— REQUIREMENT —
Reproduce the listing that follows so that each line matches the original exactly.

— RECORDS FOR THIS EXERCISE —
PR #100, opened 2020-05-07
Create a new script directory for data import, and move data conversion script to a sibling dir

khmoran:
This new node script will be used to set up a db -- primarily for setting up our local dbs prior to running servers (create db if it doesn't exist; collection if it doesn't exist; apply validator to collection; import sample data)

Choosing to use node because mongodb supports js for scripting for the mongo shell: https://docs.mongodb.com/manual/tutorial/write-scripts-for-the-mongo-shell/#scripting


khmoran:

data-serving/scripts/import-data/package.json
```diff
@@ -0,0 +1,23 @@
+{
+  "name": "import-data",
+  "version": "1.0.0",
+  "description": "Creates a database and collection as necessary and imports data into it.",
+  "main": "dist/index.js",
+  "scripts": {
+    "build": "tsc",
+    "dev": "nodemon",
```
axmb, line 8: Don't think we want nodemon for this type of script. This should probably just be `"start": "node dist/index.js"`.

data-serving/scripts/import-data/tsconfig.json
```diff
@@ -0,0 +1,61 @@
+{
```
axmb, line 1: We should set up a base tsconfig and extend it for each ts app.

I'll do this in a separate PR -- just remarking here in case the thought occurred to anyone else.

data-serving/scripts/import-data/package.json
khmoran: yeah I think we don't even want to run it with node, we want to run it with mongodb -- going to omit this line from this PR and add it in the next when i have a valid script

data-serving/scripts/import-data/tsconfig.json
khmoran: sgtm

data-serving/scripts/import-data/index.ts
```diff
@@ -0,0 +1 @@
+console.log('Hello, wonderful friends')
```
attwad, line 1: Hi there

data-serving/scripts/import-data/tsconfig.json
attwad: thanks for doing that ab

khmoran:
> Maybe we'll want to move that folder one level higher (next to the dev/ folder for example) as I can see some DB setup coming for the curator service as well (setting up sources, acl roles, etc). I can do that when the time comes, no big deal.

good call!

PR #473, opened 2020-07-09
Add a validate_only param to the case creation API

axmb:
This allows bulk ingestion to check all cases prior to saving them to the DB, to avoid partial uploads.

— SOLUTION BELOW —
PR #100, opened 2020-05-07
Create a new script directory for data import, and move data conversion script to a sibling dir

khmoran:
This new node script will be used to set up a db -- primarily for setting up our local dbs prior to running servers (create db if it doesn't exist; collection if it doesn't exist; apply validator to collection; import sample data)

Choosing to use node because mongodb supports js for scripting for the mongo shell: https://docs.mongodb.com/manual/tutorial/write-scripts-for-the-mongo-shell/#scripting


khmoran:

data-serving/scripts/import-data/package.json
```diff
@@ -0,0 +1,23 @@
+{
+  "name": "import-data",
+  "version": "1.0.0",
+  "description": "Creates a database and collection as necessary and imports data into it.",
+  "main": "dist/index.js",
+  "scripts": {
+    "build": "tsc",
+    "dev": "nodemon",
```
axmb, line 8: Don't think we want nodemon for this type of script. This should probably just be `"start": "node dist/index.js"`.

data-serving/scripts/import-data/tsconfig.json
```diff
@@ -0,0 +1,61 @@
+{
```
axmb, line 1: We should set up a base tsconfig and extend it for each ts app.

I'll do this in a separate PR -- just remarking here in case the thought occurred to anyone else.

data-serving/scripts/import-data/package.json
khmoran: yeah I think we don't even want to run it with node, we want to run it with mongodb -- going to omit this line from this PR and add it in the next when i have a valid script

data-serving/scripts/import-data/tsconfig.json
khmoran: sgtm

data-serving/scripts/import-data/index.ts
```diff
@@ -0,0 +1 @@
+console.log('Hello, wonderful friends')
```
attwad, line 1: Hi there

data-serving/scripts/import-data/tsconfig.json
attwad: thanks for doing that ab

khmoran:
> Maybe we'll want to move that folder one level higher (next to the dev/ folder for example) as I can see some DB setup coming for the curator service as well (setting up sources, acl roles, etc). I can do that when the time comes, no big deal.

good call!

PR #473, opened 2020-07-09
Add a validate_only param to the case creation API

axmb:
This allows bulk ingestion to check all cases prior to saving them to the DB, to avoid partial uploads.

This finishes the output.